Stored data =

PR #2423, opened 2024-09-10
Added support for --offset and --count for plist

cfreal:
`plist` now only displays `--count` elements (defaults to `dereference-limit`) starting from element `--offset` (defaults to zero). This is useful when you have huge linked lists and you're only interested in part of it.

Note that it changes the default behaviour: before, due to the implementation of the function, it displayed 7 elements (head, next, and 5 more from another `chain()` call). Now, it only displays 5.

_Note: Will put the commit history in order by creating a branch for next PRs._

### DIFF
--- a/pwndbg/commands/plist.py
+++ b/pwndbg/commands/plist.py
@@ -209,7 +209,8 @@ def plist(
 
     if count is None:
         count = pwndbg.config.dereference_limit
-    if count == 0:
+    elif count <= 0:
+        print("count <= 0: not displaying any elements")
         return
 
     # We suport being passed either a pointer to the first structure or the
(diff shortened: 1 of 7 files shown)


cfreal:
Note: should probably implement a `positive_int` type for command arguments.

pwndbg/commands/plist.py
```diff
@@ -182,6 +207,11 @@ def plist(path, next, sentinel, inner_name, field_name) -> None:
         print(message.error(f"{path} has been optimized out"))
         return
 
+    if count is None:
+        count = pwndbg.config.dereference_limit
+    if count == 0:
```
disconnect3d:
```suggestion
    elif count <= 0:
        print("count <= 0: not displaying any elements")
```

cfreal: We need to keep `if` in case `dereference_limit` is zero.

cfreal:
Note: tests failed because of a timeout. Need to re-run.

Work instruction =
Copy every line of the data that holds the string "config".

Solution =
         count = pwndbg.config.dereference_limit
+        count = pwndbg.config.dereference_limit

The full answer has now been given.